Records contained in a dataset

***

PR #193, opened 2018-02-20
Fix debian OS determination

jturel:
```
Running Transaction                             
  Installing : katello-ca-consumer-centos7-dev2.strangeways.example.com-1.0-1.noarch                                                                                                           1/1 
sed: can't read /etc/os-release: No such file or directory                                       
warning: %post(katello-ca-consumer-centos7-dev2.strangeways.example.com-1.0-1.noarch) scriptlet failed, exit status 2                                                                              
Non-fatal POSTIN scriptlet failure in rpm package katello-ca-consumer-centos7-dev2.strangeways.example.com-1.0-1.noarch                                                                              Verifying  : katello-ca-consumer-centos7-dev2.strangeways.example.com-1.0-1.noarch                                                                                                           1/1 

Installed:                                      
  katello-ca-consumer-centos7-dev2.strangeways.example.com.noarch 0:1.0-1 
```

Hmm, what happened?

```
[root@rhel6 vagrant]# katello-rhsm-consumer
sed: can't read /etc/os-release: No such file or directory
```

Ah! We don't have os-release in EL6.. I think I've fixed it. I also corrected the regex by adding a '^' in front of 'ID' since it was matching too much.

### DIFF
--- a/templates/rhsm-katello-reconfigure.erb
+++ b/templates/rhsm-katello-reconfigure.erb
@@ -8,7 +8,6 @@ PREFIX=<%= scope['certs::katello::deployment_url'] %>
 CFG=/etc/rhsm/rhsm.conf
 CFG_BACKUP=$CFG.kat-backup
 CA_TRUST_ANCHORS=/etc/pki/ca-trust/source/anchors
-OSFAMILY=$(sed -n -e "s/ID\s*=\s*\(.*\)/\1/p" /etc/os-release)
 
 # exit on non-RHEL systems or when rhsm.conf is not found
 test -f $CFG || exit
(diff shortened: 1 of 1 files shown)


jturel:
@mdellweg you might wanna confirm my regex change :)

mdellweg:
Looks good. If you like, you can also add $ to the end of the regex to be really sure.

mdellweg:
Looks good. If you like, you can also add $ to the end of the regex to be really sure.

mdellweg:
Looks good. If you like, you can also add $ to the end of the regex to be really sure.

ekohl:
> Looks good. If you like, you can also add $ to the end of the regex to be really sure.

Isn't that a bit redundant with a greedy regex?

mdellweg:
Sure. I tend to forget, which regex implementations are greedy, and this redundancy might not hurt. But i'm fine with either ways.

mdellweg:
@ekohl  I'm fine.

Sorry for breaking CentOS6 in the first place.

***

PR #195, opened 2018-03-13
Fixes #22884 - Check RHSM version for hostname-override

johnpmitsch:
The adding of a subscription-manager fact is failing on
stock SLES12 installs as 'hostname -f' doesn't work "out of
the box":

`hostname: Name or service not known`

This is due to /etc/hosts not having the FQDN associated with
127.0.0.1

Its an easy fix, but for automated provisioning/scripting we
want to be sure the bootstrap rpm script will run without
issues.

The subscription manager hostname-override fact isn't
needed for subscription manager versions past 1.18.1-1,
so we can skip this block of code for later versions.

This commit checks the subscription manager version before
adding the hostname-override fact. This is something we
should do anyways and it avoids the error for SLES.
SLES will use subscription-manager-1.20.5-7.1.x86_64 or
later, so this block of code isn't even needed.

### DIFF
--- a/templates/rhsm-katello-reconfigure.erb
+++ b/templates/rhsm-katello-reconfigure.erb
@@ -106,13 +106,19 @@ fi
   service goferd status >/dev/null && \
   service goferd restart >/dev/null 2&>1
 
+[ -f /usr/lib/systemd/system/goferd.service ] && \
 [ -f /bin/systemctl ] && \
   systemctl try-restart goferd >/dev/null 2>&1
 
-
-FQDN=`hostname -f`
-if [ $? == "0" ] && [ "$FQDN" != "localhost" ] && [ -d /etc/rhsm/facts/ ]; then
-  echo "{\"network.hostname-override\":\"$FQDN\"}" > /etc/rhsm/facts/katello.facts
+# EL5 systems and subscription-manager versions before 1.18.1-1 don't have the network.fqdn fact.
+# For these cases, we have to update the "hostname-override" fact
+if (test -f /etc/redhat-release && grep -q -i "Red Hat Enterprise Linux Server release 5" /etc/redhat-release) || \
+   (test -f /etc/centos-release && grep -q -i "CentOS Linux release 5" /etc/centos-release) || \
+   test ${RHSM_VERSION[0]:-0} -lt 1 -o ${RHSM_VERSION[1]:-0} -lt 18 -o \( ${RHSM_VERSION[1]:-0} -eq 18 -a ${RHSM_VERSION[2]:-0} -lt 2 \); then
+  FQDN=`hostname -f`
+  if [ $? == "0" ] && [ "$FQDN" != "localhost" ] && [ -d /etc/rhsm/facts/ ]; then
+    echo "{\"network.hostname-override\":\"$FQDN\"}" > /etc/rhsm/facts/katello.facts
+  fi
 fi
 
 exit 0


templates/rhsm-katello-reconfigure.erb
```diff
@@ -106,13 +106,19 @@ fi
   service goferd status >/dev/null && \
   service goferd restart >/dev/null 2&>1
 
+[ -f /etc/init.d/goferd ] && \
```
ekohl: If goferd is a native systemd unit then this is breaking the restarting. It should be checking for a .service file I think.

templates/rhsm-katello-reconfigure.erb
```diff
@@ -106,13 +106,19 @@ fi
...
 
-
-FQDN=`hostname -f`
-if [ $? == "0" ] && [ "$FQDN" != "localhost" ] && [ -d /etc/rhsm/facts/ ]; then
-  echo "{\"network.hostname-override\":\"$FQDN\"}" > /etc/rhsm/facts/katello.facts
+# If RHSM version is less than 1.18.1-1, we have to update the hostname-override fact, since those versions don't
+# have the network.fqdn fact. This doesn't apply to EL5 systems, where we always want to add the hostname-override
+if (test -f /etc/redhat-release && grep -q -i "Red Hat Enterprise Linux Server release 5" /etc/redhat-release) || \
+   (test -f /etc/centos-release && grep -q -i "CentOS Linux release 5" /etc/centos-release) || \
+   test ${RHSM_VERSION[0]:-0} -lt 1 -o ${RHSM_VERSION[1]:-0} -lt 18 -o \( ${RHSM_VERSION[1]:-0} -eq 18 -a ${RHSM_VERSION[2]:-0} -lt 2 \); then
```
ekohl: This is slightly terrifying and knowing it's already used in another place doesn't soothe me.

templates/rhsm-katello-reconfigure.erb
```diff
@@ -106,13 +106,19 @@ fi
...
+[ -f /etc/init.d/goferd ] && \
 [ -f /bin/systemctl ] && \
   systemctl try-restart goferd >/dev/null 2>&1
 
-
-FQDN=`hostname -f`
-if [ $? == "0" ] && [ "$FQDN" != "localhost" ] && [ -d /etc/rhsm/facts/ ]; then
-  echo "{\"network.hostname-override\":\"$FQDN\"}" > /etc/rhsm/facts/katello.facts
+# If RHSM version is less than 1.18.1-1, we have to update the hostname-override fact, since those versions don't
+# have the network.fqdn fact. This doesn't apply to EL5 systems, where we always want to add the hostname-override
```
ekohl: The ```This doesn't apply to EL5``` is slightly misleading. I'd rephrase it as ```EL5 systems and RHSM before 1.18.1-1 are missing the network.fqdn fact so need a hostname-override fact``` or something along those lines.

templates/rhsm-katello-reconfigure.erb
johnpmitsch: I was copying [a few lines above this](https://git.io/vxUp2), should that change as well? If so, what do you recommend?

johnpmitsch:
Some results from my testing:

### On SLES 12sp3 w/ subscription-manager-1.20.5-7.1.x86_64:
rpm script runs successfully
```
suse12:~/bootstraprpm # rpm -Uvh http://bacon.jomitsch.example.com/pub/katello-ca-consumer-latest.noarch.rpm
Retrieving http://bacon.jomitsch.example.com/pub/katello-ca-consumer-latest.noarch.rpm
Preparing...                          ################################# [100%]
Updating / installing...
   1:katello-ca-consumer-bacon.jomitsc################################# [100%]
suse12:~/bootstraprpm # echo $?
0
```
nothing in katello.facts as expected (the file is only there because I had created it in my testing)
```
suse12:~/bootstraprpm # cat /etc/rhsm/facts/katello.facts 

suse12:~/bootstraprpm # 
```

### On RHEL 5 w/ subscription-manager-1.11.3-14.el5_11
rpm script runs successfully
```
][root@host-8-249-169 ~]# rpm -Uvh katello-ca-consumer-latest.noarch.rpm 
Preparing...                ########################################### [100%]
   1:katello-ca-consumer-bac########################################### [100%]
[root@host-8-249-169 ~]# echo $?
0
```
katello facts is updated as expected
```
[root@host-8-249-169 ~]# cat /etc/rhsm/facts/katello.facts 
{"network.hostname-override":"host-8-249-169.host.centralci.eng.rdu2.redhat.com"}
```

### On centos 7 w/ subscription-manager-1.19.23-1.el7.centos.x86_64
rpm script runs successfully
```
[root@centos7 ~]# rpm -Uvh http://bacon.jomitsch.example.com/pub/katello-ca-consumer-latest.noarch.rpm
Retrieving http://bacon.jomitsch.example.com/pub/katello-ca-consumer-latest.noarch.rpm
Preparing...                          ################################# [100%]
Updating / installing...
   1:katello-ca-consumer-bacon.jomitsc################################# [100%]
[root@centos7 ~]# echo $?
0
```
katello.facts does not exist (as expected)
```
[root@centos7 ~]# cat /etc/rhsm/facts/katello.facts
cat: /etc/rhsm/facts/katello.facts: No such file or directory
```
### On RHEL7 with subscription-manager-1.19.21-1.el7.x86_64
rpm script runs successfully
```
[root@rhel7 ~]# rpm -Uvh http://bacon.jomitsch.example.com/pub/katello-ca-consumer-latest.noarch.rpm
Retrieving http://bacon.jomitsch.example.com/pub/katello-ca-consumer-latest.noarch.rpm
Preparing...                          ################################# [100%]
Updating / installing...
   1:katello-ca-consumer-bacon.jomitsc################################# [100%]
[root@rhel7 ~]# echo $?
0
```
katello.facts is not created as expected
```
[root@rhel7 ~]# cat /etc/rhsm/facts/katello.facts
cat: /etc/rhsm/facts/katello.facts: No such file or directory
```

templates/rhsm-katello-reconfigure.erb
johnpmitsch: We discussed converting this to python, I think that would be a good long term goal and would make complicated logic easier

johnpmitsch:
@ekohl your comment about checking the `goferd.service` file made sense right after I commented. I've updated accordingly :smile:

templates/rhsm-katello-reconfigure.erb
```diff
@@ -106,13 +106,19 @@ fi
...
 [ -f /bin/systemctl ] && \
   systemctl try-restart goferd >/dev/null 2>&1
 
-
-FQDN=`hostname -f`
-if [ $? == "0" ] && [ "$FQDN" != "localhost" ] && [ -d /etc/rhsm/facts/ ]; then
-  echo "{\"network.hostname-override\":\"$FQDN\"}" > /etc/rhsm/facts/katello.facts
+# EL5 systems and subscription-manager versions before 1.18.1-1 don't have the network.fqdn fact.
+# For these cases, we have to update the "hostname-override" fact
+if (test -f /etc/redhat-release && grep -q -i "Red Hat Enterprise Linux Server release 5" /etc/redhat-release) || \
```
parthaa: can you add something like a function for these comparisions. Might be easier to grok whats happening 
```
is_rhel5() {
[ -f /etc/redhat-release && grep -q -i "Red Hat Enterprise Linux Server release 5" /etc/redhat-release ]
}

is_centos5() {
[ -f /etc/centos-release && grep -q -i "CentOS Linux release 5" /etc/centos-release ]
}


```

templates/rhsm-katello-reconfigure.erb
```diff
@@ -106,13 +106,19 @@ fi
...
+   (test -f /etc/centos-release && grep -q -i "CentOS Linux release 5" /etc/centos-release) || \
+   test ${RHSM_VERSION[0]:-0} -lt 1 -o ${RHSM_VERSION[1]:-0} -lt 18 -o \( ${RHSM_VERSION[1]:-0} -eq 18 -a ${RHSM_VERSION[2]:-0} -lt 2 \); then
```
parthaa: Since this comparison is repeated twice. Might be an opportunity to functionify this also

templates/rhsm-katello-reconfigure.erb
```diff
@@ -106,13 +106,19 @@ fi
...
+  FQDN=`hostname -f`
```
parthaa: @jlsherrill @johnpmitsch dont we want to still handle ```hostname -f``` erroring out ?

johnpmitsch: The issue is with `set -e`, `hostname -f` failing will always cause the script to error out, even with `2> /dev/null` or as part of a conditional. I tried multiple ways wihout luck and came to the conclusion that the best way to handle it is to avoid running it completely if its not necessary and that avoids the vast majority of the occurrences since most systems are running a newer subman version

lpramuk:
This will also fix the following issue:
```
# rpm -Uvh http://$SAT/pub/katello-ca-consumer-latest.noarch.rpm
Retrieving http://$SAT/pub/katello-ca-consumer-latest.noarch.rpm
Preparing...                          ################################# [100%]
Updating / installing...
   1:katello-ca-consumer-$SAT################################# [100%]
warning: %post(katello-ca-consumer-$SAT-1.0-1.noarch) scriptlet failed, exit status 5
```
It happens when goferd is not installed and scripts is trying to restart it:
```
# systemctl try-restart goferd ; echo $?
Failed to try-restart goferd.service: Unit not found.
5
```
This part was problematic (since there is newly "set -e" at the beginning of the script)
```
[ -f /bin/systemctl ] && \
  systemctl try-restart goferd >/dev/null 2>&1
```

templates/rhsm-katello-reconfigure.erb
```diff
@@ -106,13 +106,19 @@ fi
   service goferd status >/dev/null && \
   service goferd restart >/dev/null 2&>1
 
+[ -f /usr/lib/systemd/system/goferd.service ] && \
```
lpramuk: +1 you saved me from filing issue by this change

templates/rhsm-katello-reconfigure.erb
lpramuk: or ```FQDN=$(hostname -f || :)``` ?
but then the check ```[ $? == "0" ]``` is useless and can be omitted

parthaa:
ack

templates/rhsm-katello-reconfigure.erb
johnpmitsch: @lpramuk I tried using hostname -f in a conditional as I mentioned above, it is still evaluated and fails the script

***

== Work instructions ==
Scan the records above and report every line with the string "updated".

== Reply to the exercise ==
katello facts is updated as expected
@ekohl your comment about checking the `goferd.service` file made sense right after I commented. I've updated accordingly :smile:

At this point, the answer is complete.